Once more, print the records exactly as given.

-- GIVEN DATA follows --

PR #913, opened 2026-03-05
fix: add greenlet as an explicit dependency

### LINKED ISSUE #899: Tests fail in newly set up environments
Tests fail when setting up a clean environment on Mac. The error is always something like:

```python
ERROR tests/wallet/test_wallet_p2pk.py::test_p2pk_locktime_with_3_of_3_refund_pubkeys - ValueError: the greenlet library is required to use this function. No modul...
ERROR tests/wallet/test_wallet_p2pk_methods.py::test_create_p2pk_lock_default - ValueError: the greenlet library is required to use this function. No modul...
ERROR tests/wallet/test_wallet_p2pk_methods.py::test_create_p2pk_lock_with_options - ValueError: the greenlet library is required to use this function. No modul...
```
Essentually, Greenlet is not installed as a dev dependency. I assume greenlet was previously a sub-dep of something else, which is why pre-existing environments do not see the issue.

You can reproduce by removing your pypoetry cache and starting install from scratch.

AI says: 

```
greenlet is a lightweight coroutine/context-switching library for Python.

In practice, it’s often used by frameworks (especially SQLAlchemy async internals) to “jump” between sync-style code and async event-loop code without full threads.

So that error usually means:

• some code path expects SQLAlchemy async/sync bridging that relies on greenlet
• but greenlet isn’t installed in that environment
```

wqxoxo:
Fixes #899.


pyproject.toml
```diff
@@ -8,6 +8,7 @@ license = "MIT"
 [tool.poetry.dependencies]
 python = "^3.10"
 SQLAlchemy = {version = "^2.0.35", extras = ["asyncio"]}
+greenlet = ">=1.0.0"
```
b-l-u-e: `greenlet = ">=1.0.0"` will install, but it’s a bit broad....perhaps  `>=3.0.0` or `^3.1.0`

wqxoxo: Good call, updated to `>=3.0.0`.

-- GIVEN DATA concluded --

◆ **SOLUTION FOR THIS EXERCISE**:
PR #913, opened 2026-03-05
fix: add greenlet as an explicit dependency

### LINKED ISSUE #899: Tests fail in newly set up environments
Tests fail when setting up a clean environment on Mac. The error is always something like:

```python
ERROR tests/wallet/test_wallet_p2pk.py::test_p2pk_locktime_with_3_of_3_refund_pubkeys - ValueError: the greenlet library is required to use this function. No modul...
ERROR tests/wallet/test_wallet_p2pk_methods.py::test_create_p2pk_lock_default - ValueError: the greenlet library is required to use this function. No modul...
ERROR tests/wallet/test_wallet_p2pk_methods.py::test_create_p2pk_lock_with_options - ValueError: the greenlet library is required to use this function. No modul...
```
Essentually, Greenlet is not installed as a dev dependency. I assume greenlet was previously a sub-dep of something else, which is why pre-existing environments do not see the issue.

You can reproduce by removing your pypoetry cache and starting install from scratch.

AI says: 

```
greenlet is a lightweight coroutine/context-switching library for Python.

In practice, it’s often used by frameworks (especially SQLAlchemy async internals) to “jump” between sync-style code and async event-loop code without full threads.

So that error usually means:

• some code path expects SQLAlchemy async/sync bridging that relies on greenlet
• but greenlet isn’t installed in that environment
```

wqxoxo:
Fixes #899.


pyproject.toml
```diff
@@ -8,6 +8,7 @@ license = "MIT"
 [tool.poetry.dependencies]
 python = "^3.10"
 SQLAlchemy = {version = "^2.0.35", extras = ["asyncio"]}
+greenlet = ">=1.0.0"
```
b-l-u-e: `greenlet = ">=1.0.0"` will install, but it’s a bit broad....perhaps  `>=3.0.0` or `^3.1.0`

wqxoxo: Good call, updated to `>=3.0.0`.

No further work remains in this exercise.